Many genetic diseases, affecting proteins and enzymes made in the liver, may be cured or ameliorated by liver-directed gene therapy. For such therapy to be successful, it is necessary for the normal copy of the gene to be functional in a sufficiently high number of liver cells called hepatocytes. Despite extensive research into improving and developing means to deliver genes to hepatocytes, it is difficult to modify sufficient hepatocytes to achieve a therapeutic effect with the currently available methods.
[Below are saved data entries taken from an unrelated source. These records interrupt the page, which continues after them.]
PR #4812, opened 2020-02-20
Change Result of PriceSack Calculation from Integers to Floats

### LINKED ISSUE #4654: 'Price Sack' Shipping does not allow non-integer figures
## Description

The Price Sack fee calculator almost works. It allows orders under a certain amount to be charged one value and orders over that amount to be charged another. This is very useful for offering free shipping for orders over x amount etc.

When using the calculator it accepts values that are non-integer in the Normal Amount adn Discount Amount fields. however at checkout the figure is rounded down. £3.99 becomes £3.

## Expected Behavior

These fields should allow non-integer numbers eg £3.50 and this should follow through to checkout.

## Actual Behaviour

These fields allow non-integer numbers eg £3.50 but this does not follow through to checkout.

## Steps to Reproduce

1. Create a shipping fee with Price Sack calculator
2. Enter a non-integer amount to the Normal Amount or Discount Amount fields
3. Create a basket with a value appropriate to the amount entered in the minimal amount field to trigger the desired fee
4. Go to checkout and find the fee rounded down.

## Animated Gif/Screenshot

Screenshot from 2020-01-07 14-24-12

Screenshot from 2020-01-07 14-24-20

## Workaround

Use only integer values on this calculator

## Severity

bug-s3: non-critical but makes the feature significantly less usable. For fees the difference of a whole pound can be significant so the workaround is not really acceptable. 

## Your Environment

* Version used: 2.6.8 UK

blainebillings:
#### What? Why?

Closes #4654

PriceSack calculator would truncate the order cost at checkout. The change required editing the method call of "to_i" on the cost to "to_f" so that they would be treated as floats rather than integers.

#### What should we test?
While we are now seeing floats on the checkout page, I am not exactly sure what the expected PriceSack calculation is and how it should be working (would you be willing to provide a quick explanation?). Please test to make sure that the prices are as expected, and if there are any further errors, I will gladly jump on them.

#### Release notes
The only code that was edited was changing two calls of "to_i" to "to_f" in the price_sack_decorator.rb file.

Changelog Category: Fixed


luisramos0:
it should fairly easy to add a spec to spec/models/spree/calculator/price_sack_spec.rb covering this  change

blainebillings:
Just added a unit test - never used spec before, so please let me know if there is something I should change to make it how it should look. The tests passed when run, so hopefully it works correctly.

spec/models/spree/calculator/price_sack_spec.rb
```diff
@@ -8,6 +8,13 @@
     calculator.preferred_discount_amount = 1
     calculator
   end
+  let(:floatCalculator) do
```
luisramos0: this needs to be float_calculator

spec/models/spree/calculator/price_sack_spec.rb
```diff
@@ -16,13 +23,23 @@
     it "uses the preferred normal amount" do
       expect(calculator.compute(line_item)).to eq(10)
     end
+    context "and preferred normal amount is float" do
```
luisramos0: instead of floatCalculator I think you can just do here:
before do
calculator.update_attribute :preferred_normal_amount, 10.4
end

luisramos0:
the spec is ok :+1: 
the alternative would be, instead of mixing the existing tests with the float tests, to create a separate context for the float case

spec/models/spree/calculator/price_sack_spec.rb
blainebillings: Hmm... doing this seems to be giving the error "PG::NotNullViolation: ERROR:  null value in column "calculable_id" violates not-null constraint".

blainebillings:
That makes sense - I can go ahead make the change if that would be preferable instead.

spec/models/spree/calculator/price_sack_spec.rb
luisramos0: oh, that's probably because the object is not ready to be persisted (update_attribute persists the object).
so you could try in memory:
before do
calculator.preferred_normal_amount = 10.4
end

spec/models/spree/calculator/price_sack_spec.rb
sauloperez: +1

daniellemoorhead:
Hi @blainebillings, just checking in on how you're going with this? It's been almost a months since last activity, do you think you'll get a revised PR through or shall we move this back to Dev Ready to potentially be picked up by someone else?

daniellemoorhead:
Closing for now.

luisramos0:
this one is basically done @daniellemoorhead shall I finish it? it's a few minutes of work.

luisramos0:
I cant push to this branch, I created a new PR with these commits and 2 more from me: #5251

PR #34, opened 2018-06-01
Tagging changes

PanSpagetka:
Delete local style to avoid redundancy, same styles are(will be) defined in patternfly when https://github.com/patternfly/patternfly-react/pull/351 is merged.

On `LOAD_STATE` action add `affectedItems` into state, to be consistent with `RESET_STATE` action


src/tagging/components/taggingWithButtons.jsx
```diff
@@ -10,6 +10,7 @@ class TaggingWithButtons extends React.Component {
   onTagDeleteClick = (tagCategory, tagValue) => this.props.onTagDeleteClick({ tagCategory, tagValue });
 
   render() {
+    console.log('render with buttons');
```
karelhala: Please remove `console.log`.

karelhala:
There seems to be couple of problems when running the storybook, it looks like you forgot to initialize state with `affectedItems`. Simplest solution would be to add `affectedItems: (state = {}) => state,` into src/tagging/reducers/index.js on line 8 to combineReducers.

Also some default values for storybook looks like they are off (expecting `object` but recieved `string`) can you take a look at it?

One way to overcome the limitations of the current methods to deliver genes to the liver is to expand the population of hepatocytes to which the gene has been delivered in a process referred to as in vivo selection. We have developed a strategy for in vivo selection for liver-directed gene therapy and demonstrated that this strategy can be used in vitro to select genetically modified cells.

We are now extending this in vitro work to test, in an animal model, the hypothesis that gene-modified hepatocytes with an increased capacity for glutathione production will have a growth advantage when exposed to the selection pressure of paracetamol in vivo. The secondary aim of the project is to test whether therapeutic levels of factor IX (the clotting factor deficient in Haemophilia B) can be obtained in mice using this in vivo selection strategy. Latest generation lentiviral vectors are being used for this work and the initial phase of the project involving the construction of the lentiviral vectors is underway.